As a class measure all variables needed. Write them on the board for all to see.

Analyzing Data

Give students the link to the spreadsheet of all the pumpkins to date (You should copy and paste the data to your own sheet so you can filter/sort the results and share that sheet out to your students.)
Discuss with your students the lack of consistency in the selection of rubber bands from all over the country. How can we minimize this variable skewing our results? Filter the data with your students(or before hand) showing one type of rubber band (Most common is a rubber band of length 8.65 cm). This will only show all the pumpkins that have been destroyed using that type of band.
Screen Shot 2015-10-24 at 2.48.38 PM
Get your students to grab the data that relates to their relationship.

For example:
If Kristen chose the relationship Circumference vs. Rubber bands she should copy and paste the circumference column and the rubber bands column into a new sheet side by side. Then copy and paste all that data into the pre-made Desmos File.
Screen Shot 2015-10-24 at 5.14.57 PM
She can adjust the scale in Desmos as needed.
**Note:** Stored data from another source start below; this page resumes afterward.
Issue #951, opened 2023-03-19
Add 2023 Event Insights


ZachOrr:
https://github.com/the-blue-alliance/the-blue-alliance-ios/wiki/Event-Insights

Example from the web https://www.thebluealliance.com/event/2023midet#event-insights

https://github.com/the-blue-alliance/the-blue-alliance/blob/acbb3f4c643e57696d3ea3c2116347d45a5ad886/src/backend/web/templates/event_partials/event_insights_2023.html

![Screenshot 2023-03-18 at 9 03 08 PM](https://user-images.githubusercontent.com/516458/226148197-092eadac-04b6-40fa-926e-270c55ae5c36.png)

Issue #841, opened 2020-02-17
Remove RP row from Match Breakdown during playoffs


ZachOrr:
We should remove the RP row from the Match Breakdown views for playoff matches. In some cases (2017) these rows are showing up as `null`

![Simulator Screen Shot - iPhone 11 Pro - 2020-02-16 at 19 27 10](https://user-images.githubusercontent.com/516458/74615903-9cba8a80-50f2-11ea-9e12-966c4ffebe1f.png)

ZachOrr:
Also a similar situation - we should make sure we're not showing any `(+ RP)` situations during for playoff matches 
![image](https://user-images.githubusercontent.com/516458/95208050-9595d900-07b6-11eb-80a5-42a4195be29d.png)

Issue #744, opened 2020-01-13
Surface Auto/Teleop Match Statistics in Event Stats


ZachOrr:
Right now we only show the overall numbers in the Event Stats, but web shows auto, teleop, and overall. We should look to surface all these numbers as well. We might consider a different interface between iPhone and iPad.

<img width="1199" alt="Screen Shot 2020-01-12 at 10 22 05 PM" src="https://user-images.githubusercontent.com/516458/72231537-07275a80-358a-11ea-9162-80c13c75dfe1.png">

https://www.thebluealliance.com/event/2019miket#event-insights

ZachOrr:
Thinking about this - we might be able to use the new collection view layout stuff to make a really killer UI that flows well on iPhone and iPad https://developer.apple.com/videos/play/wwdc2019/215/

PR #1051, opened 2026-04-21
Insights for years 2023 through 2025

owennkuo:
## Description
- [x] Add configurators for each year specifying rows and their API calls #951 
- [x] Update the view controller to use the configurators
- [x] Surface values which require a 4-column view 
- [x] Adjust previous years to surface auto/teleop/overall rather than just overall #744 
- [x] Hide RP rows if not applicable to the match in breakdown #841 

Bug Fixes:
- [x] 4 column cells selectable
- [x] Fix `filterEmptyInsights` to handle rows properly
- [x] 2026 insights where average win score is nil

## Motivation and Context
Adds support for the years that were previously missing event insights. 

## How Has This Been Tested?
Tested in simulator: iOS 26.3 on iPhone 17 Pro

## Screenshots
Screenshot 2026-04-21 at 6 42 00 PM
Screenshot 2026-04-21 at 6 42 37 PM
Screenshot 2026-04-21 at 6 42 51 PM
Screenshot 2026-04-21 at 6 43 09 PM


the-blue-alliance-ios/ViewElements/Events/Stats/EventInsightsConfigurator.swift
```diff
@@ -65,8 +65,8 @@ extension EventInsightsConfigurator {
         return InsightRow(
             title: title,
             value: .columns(
-                qual: bonusStat(qual, key) ?? [],
-                playoff: bonusStat(playoff, key) ?? []
+                qual: bonusStat(qual, key) ?? ["--", "--", "--"],
+                playoff: bonusStat(playoff, key) ?? ["--", "--", "--"]
```
ZachOrr: We should confirm our `filterEmptyInsights` method works properly with this. I'm not sure it will since now we're passing in placeholder strings instead of empty values.

the-blue-alliance-ios/ViewElements/Events/Stats/EventInsightsConfigurator2023.swift
```diff
@@ -0,0 +1,106 @@
...
+
+        bonusStats.append(
+            bonusRow(title: "Mobility", key: "mobility_count", qual: qual, playoff: playoff)
+        )
+        bonusStats.append(
+            bonusRow(title: "Auto Docked", key: "mobility_count", qual: qual, playoff: playoff)
+        )
+        bonusStats.append(
+            bonusRow(title: "Auto Engaged", key: "mobility_count", qual: qual, playoff: playoff)
+        )
```
ZachOrr, line 128:
```suggestion
        bonusStats.append(
            bonusRow(title: "Auto Docked", key: "auto_docked_count", qual: qual, playoff: playoff)
        )
        bonusStats.append(
            bonusRow(title: "Auto Engaged", key: "auto_engaged_count", qual: qual, playoff: playoff)
        )
```

the-blue-alliance-ios/ViewElements/Events/Stats/EventInsightsConfigurator2023.swift
```diff
@@ -0,0 +1,106 @@
...
+            bonusRow(
+                title: "Activation Bonus RP",
+                key: "activation_bonus_rp",
+                qual: qual,
+                playoff: nil
+            )
+        )
+        bonusStats.append(
+            bonusRow(
+                title: "\"Unicorn Matches\" (Win + Cargo Bonus + Hangar Bonus)",
```
ZachOrr: For 2023 this should be "Win + Sustainability + Activation"

the-blue-alliance-ios/ViewElements/Events/Stats/EventInsightsConfigurator2023.swift
```diff
@@ -0,0 +1,106 @@
...
+                qual: qual,
+                playoff: playoff
+            )
+        )
+        bonusStats.append(
+            bonusRow(
+                title: "Sustainability Bonus RP",
+                key: "sustainability_bonus_rp",
+                qual: qual,
+                playoff: nil
```
ZachOrr: Right we should pass `nil` for these RPs for playoffs... It actually looks like the conversion to the OpenAPI powered views broke this and for previous seasons we're now displaying `<null>` for Playoff RPs.

This is a slightly larger change but - could we modify some code here to actually hide these rows if we pass nil so we don't render them? We made that change in the web recently and I think it makes a lot of sense, and we should bring it to iOS too https://github.com/the-blue-alliance/the-blue-alliance/pull/9362

It would be great if we could update the historical match breakdowns as well, since it looks like they broke since the OpenAPI change and they render `<null>` now

Image

the-blue-alliance-ios/ViewElements/Events/Stats/EventInsightsConfigurator2023.swift
ZachOrr, line 1: I think we're missing quite a few fields we should look to add here - just to make sure these line up with the older breakdowns like 2022, 2020, etc. I know we surface less nowadays so these are easier to build out - but for 2023 we do have all the data, and we do report all the data for years like 2022 - so we should try to keep parity there.

ZachOrr (changes requested):
Thanks for this! Super excited to get these landed. 2026 seems like a good of time as any to ship the 2022 breakdowns finally 🙌 

I did have two larger architectural things here. Feel free to push back on the "remove the RP rows for playoffs" thing if you take a look and that looks like a whole thing. My thought there is like - we should be able to determine if we're passing an empty `playoffs` vs passing a `nil`, so we should use `nil` to be like "hide the row" - and that way we can get parity with the website

the-blue-alliance-ios/ViewElements/Events/Stats/EventInsightsConfigurator2023.swift
owennkuo: Screenshot 2026-04-21 at 7 28 44 PM
Would it be for this data? I think it's issue #744. Using the same 4 column cells as the bonus stats, I could set up a function for stats like those so we can surface those values.

the-blue-alliance-ios/ViewElements/Events/Stats/EventInsightsConfigurator2023.swift
ZachOrr: I fixed the nulls with https://github.com/the-blue-alliance/the-blue-alliance-ios/pull/1053 - but removing the rows would still be good

the-blue-alliance-ios/ViewElements/Events/Stats/EventInsightsConfigurator2023.swift
ZachOrr: Right I think you're right here... ignore me for now - we can cross that bridge later. Sorry!

owennkuo: Screenshot 2026-04-21 at 9 03 56 PM
I think I've gotten it working now. Added a new function in the configurator for insightStat which accepts an array of keys (3 items). If a key is left blank, it's ignored and returns "--".

the-blue-alliance-ios/ViewElements/Events/Stats/EventInsightsConfigurator2023.swift
owennkuo: I can update the code that checks for empty rows to check only the values, not the title. After pulling from main, breakdowns aren't opening.
```Thread 1: Fatal error: Unexpectedly found nil while implicitly unwrapping an Optional value```

Comment (owennkuo) [reply the-blue-alliance-ios/ViewElements/Events/Stats/EventInsightsConfigurator2023.swift]: For the event insights, I've switched to passing the playoff values in the rp rows. The API does have a value for this, and it's also just shown as 0 on the web.

File: the-blue-alliance-ios/ViewElements/Events/Stats/EventInsightsConfigurator2023.swift
Comment (owennkuo) [reply the-blue-alliance-ios/ViewElements/Events/Stats/EventInsightsConfigurator2023.swift:1]: On another note, there are quite a few values in past years that are only showing overall values. I can add this as a task to the PR in the interest of surfacing the full details for some of these fields.

**Comment by owennkuo** [comment]
@ZachOrr couple things here.
With the `filterEmptyInsights`, the issue might be a little deeper since we're using `"--"` as the standard fallback for getting data. This could be solved by either:
- Using `nil` as the fallback instead and adding `"--"` only when we deliberately want to (e.g. playoff RP rows)
- Adding a handler for `"--"` in `filterEmptyInsights`

For hiding RP rows in playoffs, we have two cases here:
- Older years (like 2017) return `null` for any RP related rows in any playoff match
- Newer years (like 2022) return `0` for any RP related rows in any playoff match

I think the easiest way to implement this would be to add a boolean identifying a row as RP, then hiding those if the match code is identified as a playoff.
I'll do some experimenting with this to see how it would work.

**Comment by ZachOrr** [comment]
ack on the questions here - will reply when I get a chance!

**Comment by ZachOrr** [comment]
> I think the easiest way to implement this would be to add a boolean identifying a row as RP, then hiding those if the match code is identified as a playoff.

Agreed with this! Thanks for digging into the difference between the previous seasons and the modern seasons. I think this approach makes a lot of sense.

> Using nil as the fallback instead and adding "--" only when we deliberately want to (e.g. playoff RP rows)

I think this one makes the most sense to me? I'll have to look at some code once - but this one reads as the better approach of these two.

I can always do another code review and if you just leave some notes where you're uncertain I can always help architect. Sorry - I know the match breakdown code is a hairy nightmare 😓 I'll get it sorted one of these days.

File: the-blue-alliance-ios/ViewElements/Events/Stats/EventInsightsConfigurator.swift (hunk 1 above)
Comment (owennkuo) [reply the-blue-alliance-ios/ViewElements/Events/Stats/EventInsightsConfigurator.swift]: I've updated the handling logic - instead of using that as our fallback, we return an array of 3 empty strings. Row filtering will filter out rows with completely empty values for both qual and playoffs. In the view itself (after filtering), empty values are then assigned `"--"`

File: the-blue-alliance-ios/ViewElements/Events/Stats/EventInsightsConfigurator2023.swift
Comment (ZachOrr) [reply the-blue-alliance-ios/ViewElements/Events/Stats/EventInsightsConfigurator2023.swift:1]: We don't need to blow this up! I'll trust your judgement here based on what we've done previously. I know previous years are spare - but I think I'm gonna rework the event insights at some point to be a little more iPad friendly. So getting them in the app right now is fine - we don't need to do it all

File: the-blue-alliance-ios/ViewElements/Events/Stats/EventInsightsConfigurator2023.swift (hunk 4 above)
Comment (ZachOrr) [reply the-blue-alliance-ios/ViewElements/Events/Stats/EventInsightsConfigurator2023.swift]: Did you get the fatal unwrap value here figured out? I can help if not - just lemme know

Comment (owennkuo) [reply the-blue-alliance-ios/ViewElements/Events/Stats/EventInsightsConfigurator2023.swift]: Yeah, after another merge from main everything works now. I've added a new parameter so the configurator can see the competition level, and hide the RP rows if it's anything other than `qm`.

**Comment by ZachOrr** [comment]
ack on this - just trying to finish up some web work and then I'm back to iOS work 👀

File: the-blue-alliance-ios/ViewElements/Match/Breakdown/MatchBreakdownConfigurator.swift [hunk 5]
```diff
@@ -65,7 +66,7 @@ extension MatchBreakdownConfigurator {
         red: [String: Any]?,
         blue: [String: Any]?,
         type: BreakdownRow.BreakdownRowType = .normal,
-        offset: Int = 0
+        offset: Int = 0,
```
ZachOrr:
```suggestion
        offset: Int = 0
```

the-blue-alliance-ios/ViewElements/Match/Breakdown/MatchBreakdownConfigurator.swift
```diff
@@ -45,7 +46,7 @@ extension MatchBreakdownConfigurator {
...
```
ZachOrr:
```suggestion
        offset: Int = 0
```

the-blue-alliance-ios/ViewElements/Events/Stats/EventInsightsConfigurator2023.swift
```diff
@@ -0,0 +1,177 @@
...
+
+        bonusStats.append(
+            bonusRow(title: "Mobility", key: "mobility_count", qual: qual, playoff: playoff)
+        )
+        bonusStats.append(
+            bonusRow(title: "Auto Docked", key: "mobility_count", qual: qual, playoff: playoff)
+        )
+        bonusStats.append(
+            bonusRow(title: "Auto Engaged", key: "mobility_count", qual: qual, playoff: playoff)
+        )
```
ZachOrr:
```suggestion
```

the-blue-alliance-ios/ViewElements/Events/Stats/EventInsightsConfigurator2026.swift
```diff
@@ -109,7 +109,7 @@ class EventInsightsConfigurator2026: EventInsightsConfigurator {
                 title: "Total Fuel Scored",
                 key: "total_fuel_scored",
                 qual: qual,
-                playoff: playoff
+                playoff: qual
```
ZachOrr:
```suggestion
                playoff: playoff
```

the-blue-alliance-ios/ViewElements/Match/Breakdown/MatchBreakdownConfigurator2016.swift
```diff
@@ -123,8 +124,9 @@ struct MatchBreakdownConfigurator2016: MatchBreakdownConfigurator {
             row(title: "Total Score", key: "totalPoints", red: red, blue: blue, type: .total)
         )
         // RP
-        rows.append(row(title: "Ranking Points", key: "tba_rpEarned", red: red, blue: blue))
-
+        if compLevel == Optional("qm") {
```
ZachOrr: This is some code smell. I think I get this - but we should probably just do something like -
```
if let compLevel, compLevel == "qm" {
```
If `compLevel` is nil - I'm okay not showing a row here, I think. Or we can be safe and always show a `--`. But I really don't wanna wrap a string in an Optional just to satisfy a conditional like this.

the-blue-alliance-ios/ViewElements/Events/Stats/EventInsightsConfigurator.swift
```diff
@@ -115,21 +129,72 @@ extension EventInsightsConfigurator {
...
         ]
     }
+    private static func insightStat(_ dict: [String: Any]?, _ key: [String]) -> [String]? {
+        guard let dict = dict else {
+            return nil
+        }
+        // Helper to fetch a value for a key at a given index safely
+        func value(for index: Int) -> Any? {
+            guard let k = key.safeItem(at: index) else { return nil }
+            return dict[k]
```
ZachOrr:
```suggestion
            guard !k.isEmpty else { return nil }
            return dict[k]
```

the-blue-alliance-ios/ViewElements/Events/Stats/EventInsightsView.swift
```diff
@@ -133,6 +133,7 @@ class FourColumnTableViewCell: UITableViewCell, Reusable {
 
     var qualValues: [String] = [] {
         didSet {
+            qualValues = qualValues.map { "\($0.isEmpty ? "--" : $0)" }
```
ZachOrr: This won't be re-entrant but I'm always wary of this pattern of modifying a variable inside a didSet. I'm wary we actually want to modify the `qualValues` - I think we can probably just do something like -
```
didSet {
    let displayValues = qualValues.map { $0.isEmpty ? "--" : $0 }
    for (i, label) in qualsValueLabels.enumerated() {
        label.text = i < display.count ? displayValues[i] : ""
    }
}
```

the-blue-alliance-ios/ViewElements/Events/Stats/EventInsightsConfigurator.swift
```diff
@@ -115,21 +129,72 @@ extension EventInsightsConfigurator {
...
+            }
+            if let number = value(for: 2) as? NSNumber {
+                return String(format: "%.2f", number.doubleValue)
+            }
+            guard let v = value(for: 2) else { return "" }
+            return String(describing: v)
+        }()
+
+        return [columnOne, columnTwo, columnThree]
+    }
```
ZachOrr, line 161: I think we can DRY this code quite a bit. Double check my code here - but I *think* this matches the same output you're doing here? The `let k` logic changed a little from the implementation above but 1) it still guards against empty strings and 2) although it doesn't return a nil anymore it returns a `""` which is the fallback value in the `let columnXXX` methods - so I think this is right.

```suggestion
    private static func insightStat(_ dict: [String: Any]?, _ key: [String]) -> [String]? {
        guard let dict = dict else { return nil }

        func format(_ index: Int) -> String {
            guard let k = key.safeItem(at: index), !k.isEmpty,
                let raw = dict[k] else { return "" }
            if let number = raw as? Double { return String(format: "%.2f", number) }
            if let number = raw as? NSNumber { return String(format: "%.2f", number.doubleValue) }
            return String(describing: raw)
        }

        return (0..<3).map(format)
    }
```

the-blue-alliance-ios/ViewControllers/Events/Event/Stats/EventInsightsViewController.swift
```diff
@@ -138,7 +141,7 @@ class EventInsightsViewController: TBATableViewController, Refreshable, Stateful
                     cell.qualValues = []
                     cell.playoffValues = []
                 }
-
+                cell.selectionStyle = .none
```
ZachOrr, line 144: Is this intended or accidental?

ZachOrr (commented):
This is looking great! I left suggestions for most of the diffs I think we should make here (trying to help you speed up landing this - I appreciate all the effort 🙏)

My big complaint is 1) we need to do something different than `Optional("qm")` for checking for qualification matches. Again - either we do like -
```
if let compLevel {
    if compLevel == "qm" {
        // Show RP row
    }
} else {
    // Not sure what this is - show RP row but "--"
}
```
Or we can just simplify it down to only handling the verified qualification match case (which is probably okay for what we're trying to do here)
```
if let compLevel, compLevel == "qm" {
    // Show RP row
}
```

and 2) the re-entrant bits of code in `qualValues` + `playoffValues` in `EventInsightsView`. Again - it's valid Swift, it won't cause an infinite loop - but I'd rather avoid that pattern if we can.

And then there's an errant `cell.selectionStyle = .none` in the `EventInsightsViewController.swift‎` which - that actually might be right, I'm not sure. Just confirm it's intended or revert 👍 

Thanks so much! I know it's been a lot of back and forth but this one is almost done

the-blue-alliance-ios/ViewElements/Match/Breakdown/MatchBreakdownConfigurator.swift
ZachOrr: nit: just remove the trailing comma here

the-blue-alliance-ios/ViewElements/Match/Breakdown/MatchBreakdownConfigurator.swift
ZachOrr: nit: just remove the trailing comma here

the-blue-alliance-ios/ViewElements/Events/Stats/EventInsightsConfigurator2023.swift
ZachOrr: These rows got fixed below but we did not remove the wrong rows - so this just removes the wrong rows

the-blue-alliance-ios/ViewControllers/Events/Event/Stats/EventInsightsViewController.swift
owennkuo: This is intended, adjusted it to match the other type of cell.

owennkuo:
@ZachOrr I think I've gotten it all. Everything is working as intended. Thanks for the review!

the-blue-alliance-ios/ViewElements/Events/Stats/EventInsightsConfigurator.swift
```diff
@@ -115,21 +129,50 @@ extension EventInsightsConfigurator {
...
+        guard let dict = dict else { return nil }
+        // Helper to fetch a value for a key at a given index safely
+        func value(for index: Int) -> Any? {
+            guard let k = key.safeItem(at: index) else { return nil }
+            guard !k.isEmpty else { return nil }
+            return dict[k]
+        }
+
+        func format(_ index: Int) -> String {
+            guard let k = key.safeItem(at: index), k.isEmpty,
```
ZachOrr:
```suggestion
            guard let k = key.safeItem(at: index), !k.isEmpty,
```

the-blue-alliance-ios/ViewElements/Events/Stats/EventInsightsConfigurator.swift
```diff
@@ -115,21 +129,50 @@ extension EventInsightsConfigurator {
...
     }
+    private static func insightStat(_ dict: [String: Any]?, _ key: [String]) -> [String]? {
+        guard let dict = dict else { return nil }
+        // Helper to fetch a value for a key at a given index safely
+        func value(for index: Int) -> Any? {
+            guard let k = key.safeItem(at: index) else { return nil }
+            guard !k.isEmpty else { return nil }
+            return dict[k]
+        }
+
```
ZachOrr:
```suggestion
```

ZachOrr:
Thanks for this! 🙌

Have her move the movable point and drop it where she thinks your class’ pumpkin will lie. Or you can have her find the line of best fit to help predict how many rubber bands it will take. Either way we want her to predict with more accuracy.

Screen Shot 2015-10-24 at 5.17.17 PM

So Kristen would predict that if her circumference was 90.5 cm then it will take 272 rubber bands to blow up the pumpkin!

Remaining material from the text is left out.